■ Work task
Key in the whole listing below again, keeping every word as it is.

■ Task input

PR #9537, opened 2023-08-30
Revert "UI: Don't clear lastService immediately after setting it"

gxalpha:
### Description

This reverts commit 633b9e39f71a18fbf9c47817e608b8222c9c1aa7.
Reintroduces the bug solved by it, but that is a necessary evil.

### Motivation and Context

The commit broke stream keys for services with integration. Now, only YouTube seems to be broken, Twitch is fine.

### How Has This Been Tested?

macOS 14
When using Twitch, the "Use stream key" setting now works.
When using YouTube, it still doesn't.

### Types of changes

### Checklist:

### DIFF
--- a/UI/window-basic-settings-stream.cpp
+++ b/UI/window-basic-settings-stream.cpp
@@ -162,6 +162,7 @@ void OBSBasicSettings::LoadStream1Settings()
 	else
 		ui->key->setText(key);
 
+	lastService.clear();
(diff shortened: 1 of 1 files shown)


Lain-B:
No need to revert, your original fix was actually good, don't worry. I solved the problem in an alternate/better way just now in 112adb0a73c968.

PR #9539, opened 2023-08-30
UI: Increase YouTube API timeout 

joelgerard:
The OBS client side timeout for the YouTube API is too short. New changes proposed to the YouTube API will cause this to fail for creating a broadcast. Increase to a minimum of 60.

### Description
Increase the timeout for the API used to create a YouTube broadcast to a minimum of 60 seconds.

### Motivation and Context
The server side timeout is significantly higher. New changes to the create process are causing OBS
to prematurely timeout.

### How Has This Been Tested?
Tested on Windows.

### Types of changes

- Bug fix (non-breaking change which fixes an issue) -

### Checklist:

### DIFF
--- a/UI/youtube-api-wrappers.cpp
+++ b/UI/youtube-api-wrappers.cpp
@@ -90,7 +90,7 @@ bool YoutubeApiWrappers::TryInsertCommand(const char *url,
 	std::string output;
 	std::string error;
 	// Increase timeout by the time it takes to transfer `data_size` at 1 Mbps
-	int timeout = 5 + data_size / 125000;
+	int timeout = 60 + data_size / 125000;
 	bool success = GetRemoteFile(url, output, error, &httpStatusCode,
 				     content_type, request_type, data,
 				     {"Authorization: Bearer " + token},


derrod:
What changes to the create process are you referring to?

notr1ch:
Nit: Commit titles should not end with punctuation.

joelgerard:
> What changes to the create process are you referring to?

All YouTube server side, which is now using the channel level monetization defaults if no monetization settings are specified in the call. This is increasing the latency enough that it triggers the OBS client side timeout enough to cause issues.

derrod:
> All YouTube server side, which is now using the channel level monetization defaults if no monetization settings are specified in the call. This is increasing the latency enough that it triggers the OBS client side timeout enough to cause issues.

I see, technically this PR changes the timeout for *all* API calls, so the commit message should be updated to reflect that.

joelgerard:
> > All YouTube server side, which is now using the channel level monetization defaults if no monetization settings are specified in the call. This is increasing the latency enough that it triggers the OBS client side timeout enough to cause issues.
> 
> I see, technically this PR changes the timeout for _all_ API calls, so the commit message should be updated to reflect that.

Thanks. I misread that. Fixed.

norihiro:
I have another nitpick. The commit message should be wrapped at 72 columns.

RytoEX:
> I have another nitpick. The commit message should be wrapped at 72 columns.

I've fixed this and force-pushed.

PR #9546, opened 2023-09-01
UI: Fix settings Apply button always being enabled

derrod:
### Description

Fixes the settings window always having the "Apply" button enabled as though things have changed.

This was simply due to the state of the checkbox being changed before the "loading" flag was set.

### Motivation and Context

Fix UI.

### How Has This Been Tested?

Opened settings, apply button no longer enabled.

### Types of changes

### Checklist:


RytoEX (approved):
Makes sense. Looks like this was a regression in 30.0.0-beta1, though how/why is unclear since the order of the lines hasn't changed in years. Possibly either the Qt update, or changes we made elsewhere.

PR #9549, opened 2023-09-02
libobs: Remove old macOS guards for NSProcessInfo

PatTheMav:
### Description
Updates `NSProcessInfo` code to interact with the class directly instead of indirect ObjC message calls.

### Motivation and Context
With the lowest deployment target being macOS 11.0, there is no need to check for the availability of the selectors on the NSProcessInfo class anymore.

The API was added in Mac OSX 10.9, so we are safe:

```
- (id <NSObject>)beginActivityWithOptions:(NSActivityOptions)options reason:(NSString *)reason API_AVAILABLE(macos(10.9), ios(7.0), watchos(2.0), tvos(9.0));
```

### How Has This Been Tested?
Tested on macOS 13.5.1.

### Types of changes

### Checklist:

### DIFF
--- a/libobs/util/platform-cocoa.m
+++ b/libobs/util/platform-cocoa.m
@@ -223,13 +223,8 @@ void os_cpu_usage_info_destroy(os_cpu_usage_info_t *info)
 os_performance_token_t *os_request_high_performance(const char *reason)
 {
     @autoreleasepool {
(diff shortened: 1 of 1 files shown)


RytoEX (approved):
Discussed off-thread and it seems fine.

■ Completed task
PR #9537, opened 2023-08-30
Revert "UI: Don't clear lastService immediately after setting it"

gxalpha:
### Description

This reverts commit 633b9e39f71a18fbf9c47817e608b8222c9c1aa7.
Reintroduces the bug solved by it, but that is a necessary evil.

### Motivation and Context

The commit broke stream keys for services with integration. Now, only YouTube seems to be broken, Twitch is fine.

### How Has This Been Tested?

macOS 14
When using Twitch, the "Use stream key" setting now works.
When using YouTube, it still doesn't.

### Types of changes

### Checklist:

### DIFF
--- a/UI/window-basic-settings-stream.cpp
+++ b/UI/window-basic-settings-stream.cpp
@@ -162,6 +162,7 @@ void OBSBasicSettings::LoadStream1Settings()
 	else
 		ui->key->setText(key);
 
+	lastService.clear();
(diff shortened: 1 of 1 files shown)


Lain-B:
No need to revert, your original fix was actually good, don't worry. I solved the problem in an alternate/better way just now in 112adb0a73c968.

PR #9539, opened 2023-08-30
UI: Increase YouTube API timeout 

joelgerard:
The OBS client side timeout for the YouTube API is too short. New changes proposed to the YouTube API will cause this to fail for creating a broadcast. Increase to a minimum of 60.

### Description
Increase the timeout for the API used to create a YouTube broadcast to a minimum of 60 seconds.

### Motivation and Context
The server side timeout is significantly higher. New changes to the create process are causing OBS
to prematurely timeout.

### How Has This Been Tested?
Tested on Windows.

### Types of changes

- Bug fix (non-breaking change which fixes an issue) -

### Checklist:

### DIFF
--- a/UI/youtube-api-wrappers.cpp
+++ b/UI/youtube-api-wrappers.cpp
@@ -90,7 +90,7 @@ bool YoutubeApiWrappers::TryInsertCommand(const char *url,
 	std::string output;
 	std::string error;
 	// Increase timeout by the time it takes to transfer `data_size` at 1 Mbps
-	int timeout = 5 + data_size / 125000;
+	int timeout = 60 + data_size / 125000;
 	bool success = GetRemoteFile(url, output, error, &httpStatusCode,
 				     content_type, request_type, data,
 				     {"Authorization: Bearer " + token},


derrod:
What changes to the create process are you referring to?

notr1ch:
Nit: Commit titles should not end with punctuation.

joelgerard:
> What changes to the create process are you referring to?

All YouTube server side, which is now using the channel level monetization defaults if no monetization settings are specified in the call. This is increasing the latency enough that it triggers the OBS client side timeout enough to cause issues.

derrod:
> All YouTube server side, which is now using the channel level monetization defaults if no monetization settings are specified in the call. This is increasing the latency enough that it triggers the OBS client side timeout enough to cause issues.

I see, technically this PR changes the timeout for *all* API calls, so the commit message should be updated to reflect that.

joelgerard:
> > All YouTube server side, which is now using the channel level monetization defaults if no monetization settings are specified in the call. This is increasing the latency enough that it triggers the OBS client side timeout enough to cause issues.
> 
> I see, technically this PR changes the timeout for _all_ API calls, so the commit message should be updated to reflect that.

Thanks. I misread that. Fixed.

norihiro:
I have another nitpick. The commit message should be wrapped at 72 columns.

RytoEX:
> I have another nitpick. The commit message should be wrapped at 72 columns.

I've fixed this and force-pushed.

PR #9546, opened 2023-09-01
UI: Fix settings Apply button always being enabled

derrod:
### Description

Fixes the settings window always having the "Apply" button enabled as though things have changed.

This was simply due to the state of the checkbox being changed before the "loading" flag was set.

### Motivation and Context

Fix UI.

### How Has This Been Tested?

Opened settings, apply button no longer enabled.

### Types of changes

### Checklist:


RytoEX (approved):
Makes sense. Looks like this was a regression in 30.0.0-beta1, though how/why is unclear since the order of the lines hasn't changed in years. Possibly either the Qt update, or changes we made elsewhere.

PR #9549, opened 2023-09-02
libobs: Remove old macOS guards for NSProcessInfo

PatTheMav:
### Description
Updates `NSProcessInfo` code to interact with the class directly instead of indirect ObjC message calls.

### Motivation and Context
With the lowest deployment target being macOS 11.0, there is no need to check for the availability of the selectors on the NSProcessInfo class anymore.

The API was added in Mac OSX 10.9, so we are safe:

```
- (id <NSObject>)beginActivityWithOptions:(NSActivityOptions)options reason:(NSString *)reason API_AVAILABLE(macos(10.9), ios(7.0), watchos(2.0), tvos(9.0));
```

### How Has This Been Tested?
Tested on macOS 13.5.1.

### Types of changes

### Checklist:

### DIFF
--- a/libobs/util/platform-cocoa.m
+++ b/libobs/util/platform-cocoa.m
@@ -223,13 +223,8 @@ void os_cpu_usage_info_destroy(os_cpu_usage_info_t *info)
 os_performance_token_t *os_request_high_performance(const char *reason)
 {
     @autoreleasepool {
(diff shortened: 1 of 1 files shown)


RytoEX (approved):
Discussed off-thread and it seems fine.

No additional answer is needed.